August, 2, 2018, Seoul--KAISTの研究チームは、近赤外(NIR)蛍光色素分子ベース光線力学治療法(PDT)を開発した。これは、既存のPDTの欠点を改善するものである。
PDTは、薬剤治療に代えてレーザで傷を治療する方法。レーザが標的部分を照射すると、光線感作物質(PS)が光エネルギーを吸収し、酸素を一重項酸素あるいはフリーラジカルに変換し、プログラムされた細胞死に至る。この治療は、臨床現場で広く用いられており、非侵襲的治療であることから、特に皮膚病で用いられる。
しかし、現行のPDTは一次治療に限界がある。効率が低いと、PDT療法剤が遺伝的変異を起こし、治療効果が低減するからである。
PDTの効果を強めるカギは、目標箇所にPSをどのくらい集中できるか、PSが反応するレーザ波長、治療後PSが細胞小器官を除去する速さ、である。

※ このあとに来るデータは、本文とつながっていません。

PR #1073, opened 2022-10-02
Non-tumble hitstun landing adjustment

jobrien97:
- When landing from non-tumble knockback, hitstun is now halved **only** if you have successfully CC'd
- All other landing scenarios retain full hitstun

### DIFF
--- a/fighters/common/src/function_hooks/change_status.rs
+++ b/fighters/common/src/function_hooks/change_status.rs
@@ -94,16 +94,6 @@ unsafe fn change_status_request_from_script_hook(boma: &mut BattleObjectModuleAc
                 }
             }
         }
-        // Checks whether you have landed on the first frame of non-tumble knockback
-        // This is only possible by CCing
-        if boma.is_status(*FIGHTER_STATUS_KIND_DAMAGE_AIR) && next_status == *FIGHTER_STATUS_KIND_LANDING {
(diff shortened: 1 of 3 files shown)


fighters/common/src/function_hooks/change_status.rs
```diff
@@ -94,6 +94,16 @@ unsafe fn change_status_request_from_script_hook(boma: &mut BattleObjectModuleAc
                 }
             }
         }
+        // Checks whether you have landed on the first frame of non-tumble knockback
```
WuBoytH: why not have it check in the DAMAGE_AIR pre status script if the previous status was crouching
There are almost certainly scenarios where you CC a move and get lifted up for more than a frame?

jobrien97: > why not have it check in the DAMAGE_AIR pre status script if the previous status was crouching There are almost certainly scenarios where you CC a move and get lifted up for more than a frame?

u right, just pushed an update

WuBoytH (approved):

yoonikoo:
The nontumble hitstun landing adjustments make CC a real boy now. This makes it easier to punish nontumble options and approaches. CCing weak moves that don't put opponents into tumble do deserve to have counterplay against them. This also makes dragdown confirms on the ground weaker (Falco for example),

PR #1074, opened 2022-10-02
Perfect Pivot adjustment

jobrien97:
- Late Perfect Pivots now apply the same speed as normal Perfect Pivots (0.75 * dash speed), rather than less (0.5 * dash speed)
- Makes them even more consistent across different controllers


yoonikoo:
Tested on both GCC and handheld. It is indeed more consistent across different controllers and it makes sense that a late perfect pivot is the same speed as a normal one. It should not be punished for doing an already hard input. LGTM and is ready to merge.

WuBoytH:
Closed by request.

PR #1076, opened 2022-10-03
Dr. Mario - slight adjustments

jobrien97:
- Fixed an issue where Dr. Tornado could gain height multiple times in one airtime
- Removed Super Sheet heavy variant (Electric Blanket)
- Adjusted hitlag on electric normals
- Dtilt outer hitbox hit attribute changed: coin -> electric


yoonikoo:
Overall, really healthy changes. No reason for Dr. Mario to have had that infinite down special bug. In addition, removing the heavy variant of cape tones down Dr. Mario's oppressiveness. Down tilt feels so much better than the coin hitbox and replacing it with the electric variant, allowing for more versatility. I don't know that changed with the hitlag on his electric normals. I would need a change log in order for me to compare the two (nightly vs. this PR) side-by-side.

WuBoytH (approved):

研究チームは、PDT効果を最大化し不要な副作用を減らす、ミトコンドリア標的光線力学治療(MitDt)という新しいPSを開発した。
ミトコンドリアは、代謝で重要な役割を果たし、膜電位が高いので、PSの効果を最大化する標的箇所となる。
研究チームによると、ミトコンドリアが、レーザ照射後に生ずる活性酸素種(ROS)により光損傷を受けると、ただちにミトコンドリア膜電位が失われ、細胞自然死が始まる。したがって、PDT治療剤とミトコンドリア標的療法剤とを組み合わせると、ガン細胞に迅速な損傷を与えることができ、治療効果が改善し、不要な副作用が減る。
ミトコンドリア標的PS適用を成功させるために、研究チームは、近赤外(NIR)域PDT療法剤を開発した。NIRレーザは浸透性があるので、これを使って深い組織レベルのガン治療を行うことができる。光散乱も減少し、したがって高い治療効果が得られる。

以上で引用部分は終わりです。